Explanation: ### Explanation The clinical presentation described is a classic manifestation of **Langerhans Cell Histiocytosis (LCH)**, specifically the multisystem variant (formerly known as Letterer-Siwe disease or Hand-Schüller-Christian syndrome). **Why Option C is Correct:** LCH is a proliferative disorder of myeloid dendritic cells.

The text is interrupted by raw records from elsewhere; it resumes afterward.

PR #1064, opened 2023-02-15
fix: exams with no due date now display exam type

ilee2u:
Previously, exams would not display the exam type (Timed, Midterm, etc) if the due date value was null:
image

The logic in the component for subsections on the learner end has been modified to account for when the due date value is null:
image

### DIFF
--- a/.gitignore
+++ b/.gitignore
@@ -23,6 +23,3 @@ module.config.js
 
 # Local environment overrides
 .env.private
-
-# Installed Packages
-packages
--- a/.gitignore
+++ b/.gitignore
@@ -23,3 +23,6 @@ module.config.js
 
 # Local environment overrides
 .env.private
+
+# Installed Packages
+packages
--- a/src/course-home/outline-tab/SequenceLink.jsx
+++ b/src/course-home/outline-tab/SequenceLink.jsx
@@ -39,7 +39,7 @@ const SequenceLink = ({
   const coursewareUrl = <Link to={`/course/${courseId}/${id}`}>{title}</Link>;
   const displayTitle = showLink ? coursewareUrl : title;
 
-  const dueDateString = due ? '{description} due {assignmentDue}' : '{description} (no due date)';
+  const dueDateString = due ? '{description} due {assignmentDue}' : '{description}';
 
   return (
     <li>
--- a/src/course-home/outline-tab/SequenceLink.jsx
+++ b/src/course-home/outline-tab/SequenceLink.jsx
@@ -41,7 +41,7 @@ const SequenceLink = ({
 
   const dueDateMessage = (
     <FormattedMessage
-      id="learning.outline.sequence-due"
+      id="learning.outline.sequence-due-date-set"
       defaultMessage="{description} due {assignmentDue}"
       description="Used below an assignment title"
       values={{
@@ -63,7 +63,7 @@ const SequenceLink = ({
 
   const noDueDateMessage = (
     <FormattedMessage
-      id="learning.outline.sequence-not-due"
+      id="learning.outline.sequence-due-date-not-set"
       defaultMessage="{description}"
       description="Used below an assignment title"
       values={{
--- a/src/course-home/outline-tab/SequenceLink.jsx
+++ b/src/course-home/outline-tab/SequenceLink.jsx
@@ -39,6 +39,8 @@ const SequenceLink = ({
   const coursewareUrl = <Link to={`/course/${courseId}/${id}`}>{title}</Link>;
   const displayTitle = showLink ? coursewareUrl : title;
 
+  const dueDateString = due ? '{description} due {assignmentDue}' : '{description} (no due date)';
+
   return (
     <li>
       <div className={classNames('', { 'mt-2 pt-2 border-top border-light': !first })}>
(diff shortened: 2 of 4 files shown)


michaelroytman (approved):
Nice job!

src/course-home/outline-tab/SequenceLink.jsx
```diff
@@ -70,31 +72,29 @@ const SequenceLink = ({
...
+              description="Used below an assignment title"
+              values={{
+                assignmentDue: (
+                  <FormattedTime
+                    key={`${id}-due`}
+                    day="numeric"
+                    month="short"
+                    year="numeric"
+                    timeZoneName="short"
+                    value={due}
```
alangsto: how does this message render if due date is null? Will the `FormattedTime` component error at all?

alangsto: actually never mind, saw your screenshot!

src/course-home/outline-tab/SequenceLink.jsx
```diff
@@ -39,6 +39,8 @@ const SequenceLink = ({
   const coursewareUrl = <Link to={`/course/${courseId}/${id}`}>{title}</Link>;
   const displayTitle = showLink ? coursewareUrl : title;
 
+  const dueDateString = due ? '{description} due {assignmentDue}' : '{description} (no due date)';
```
alangsto: I might not specify that there is no due date, just because of personalized learning schedules (failing to find documentation on that right now). I know those weren't accounted for prior to this change, but it might be cleaner to just have the description

alangsto:
Is there any way to add a unit test for this change?

src/course-home/outline-tab/SequenceLink.jsx
ilee2u: To clarify, are there ways for individual learners to set their own deadlines for stuff like exams, which could conflict with the subtitle here saying "no due date"? 

As a general example:
"Timed Exam (no due date), self set due date is 02/24/2023"

alangsto: Learners in self-paced courses have personalized learning schedules (PLS). They aren't able to choose their own deadlines, but the backend automatically creates a schedule with due dates for them. If those due dates pass without the learner completing the work, the learner has the option to shift those due dates to the future. This behavior can be repeated over and over again. 

So that's why I'm suggesting for exams with no due date to just include the description with no other information

ilee2u: Got it. I just pushed a new commit with the respective change.

ilee2u:
> Is there any way to add a unit test for this change?

I'm not sure how to create a unit test for this. Is the Jest file ```src/course-home/outline-tab/OutlineTab.test.jsx``` the right place to do so?

alangsto:
@ilee2u I think that's a good place to add it!

ilee2u:
Ok, quick context for this latest commit:

I decided to work on getting past the validation error I received in my last commits, which stated that "Messages must be statically evaluate-able for extraction" in react-intl's FormattedMessage components. I did a quick fix as a proof of concept based on this Stack Overflow thread: https://stackoverflow.com/questions/57788375/react-setting-up-dynamic-formattedmessage-error-messages-must-be-statically

I encapsulated two separate FormattedMessage components into two separate const variables, each with a different defaultMessage attribute for when a due date is present or not. In the return() statement, the respective FormattedMessage component is rendered based on whether or not the due date ("due" in the code) is null.

This is definitely a dirty fix, which the Stack Overflow thread I linked mentions. I can refactor this further to be cleaner if you'd like.

EDIT: Also, I figured out that I can validate my work before committing by running ```make validate``` :^)

.gitignore
```diff
@@ -23,3 +23,6 @@ module.config.js
 
 # Local environment overrides
 .env.private
+
+# Installed Packages
+packages
```
alangsto: I don't think this should be added, I'm not seeing it in other MFE .gitignore files

ilee2u: Ah right. I have that for now since I have the frontend-lib-special-exams package installed in a directory called "packages/", which I installed to get the app working. I tried to remove the packages directory itself, but that caused the app to throw an error along the lines of "frontend-lib-special-exams not found", which I didn't know how to resolve.

I can either figure out how to uninstall the package, or remove both this line of code and the packages directory once this PR is ready to merge.

ilee2u:
Ok! I've begun implementation of a unit test. I used the docs for [testing-library](https://testing-library.com/docs/queries/about/). I decided to use ```screen.getByText()``` to see if the correct elements would appear based on whether or not an exam has a set due date:

```
    // TODO: insert unit test for if due date is null or not, what the subtitle
    // If due date set, make sure subtitle says description AND due date
    it('exam subsection description and due date display correctly', async () => {
      const { courseBlocks } = await buildMinimalCourseBlocks(courseId, 'Title', { resumeBlock: true });
      setTabData({
        course_blocks: { blocks: courseBlocks.blocks },
      });
      await fetchAndRender();

      // Look for a substring that says "(exam type) Exam due (datetime)""
      expect(screen.getByText(/Exam due/)).toBeInDocument();
    });

    // If due date is NOT set, ONLY display description
    it('exam subsection description and due date display correctly', async () => {
      const { courseBlocks } = await buildMinimalCourseBlocks(courseId, 'Title', { resumeBlock: true });
      setTabData({
        course_blocks: { blocks: courseBlocks.blocks },
      });
      await fetchAndRender();
      // Look for a substring that only says "(exam type) Exam"
      expect(screen.getByText(/Exam$/)).toBeInDocument();
    });
```
    
I'm not sure how to modify whatever version of this MFE test is working on, such that I can test both cases where a due date is set/not set for an exam subsection like so: 
image

TL;DR: I tried my best to make a unit test based off the docs, but it definitely won't work since I don't actually know how to set up the mock version of the page that gets tested (amongst other gaps in my knowledge here). I'd appreciate any help for setting that up.

ilee2u:
Attempting to implement a unit test is beyond the scope of this PR. Ready for final review.

zacharis278 (approved):
🎉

The diagnosis is based on a characteristic "clinical triad" and associated findings: 1. **Skin Involvement:** Seborrheic dermatitis-like rash (often involving the scalp, diaper area, and trunk) is a hallmark. 2. **Ear Involvement:** Chronic ear discharge (otitis media/externa) that is refractory to antibiotics. 3. **Diabetes Insipidus (DI):** Infiltration of the posterior pituitary leads to polyuria and polydipsia. 4. **Organomegaly:** Hepatosplenomegaly and lymphadenopathy indicate multisystem involvement, which carries a poorer prognosis. **Why Other Options are Incorrect:** * **Leukemia (A):** While it causes hepatosplenomegaly and bone pain, it does not typically present with seborrheic dermatitis or diabetes insipidus. * **Lymphoma (B):** Primarily presents with painless lymphadenopathy and B-symptoms (fever, weight loss). It rarely causes the specific combination of skin rash and polyuria. * **Germ Cell Tumor (D):** While these can occur in the pineal/suprasellar region causing DI, they do not present with seborrheic dermatitis or hepatosplenomegaly. **High-Yield Clinical Pearls for NEET-PG:** * **Pathognomonic Marker:** **Birbeck granules** (tennis-racket shaped) seen on Electron Microscopy. * **Immunohistochemistry (IHC):** Positive for **CD1a, S100, and CD207 (Langerin)**. * **Radiology:** "Punched-out" lytic lesions in the skull. * **Hand-Schüller-Christian Triad:** Lytic bone lesions, Exophthalmos, and Diabetes Insipidus.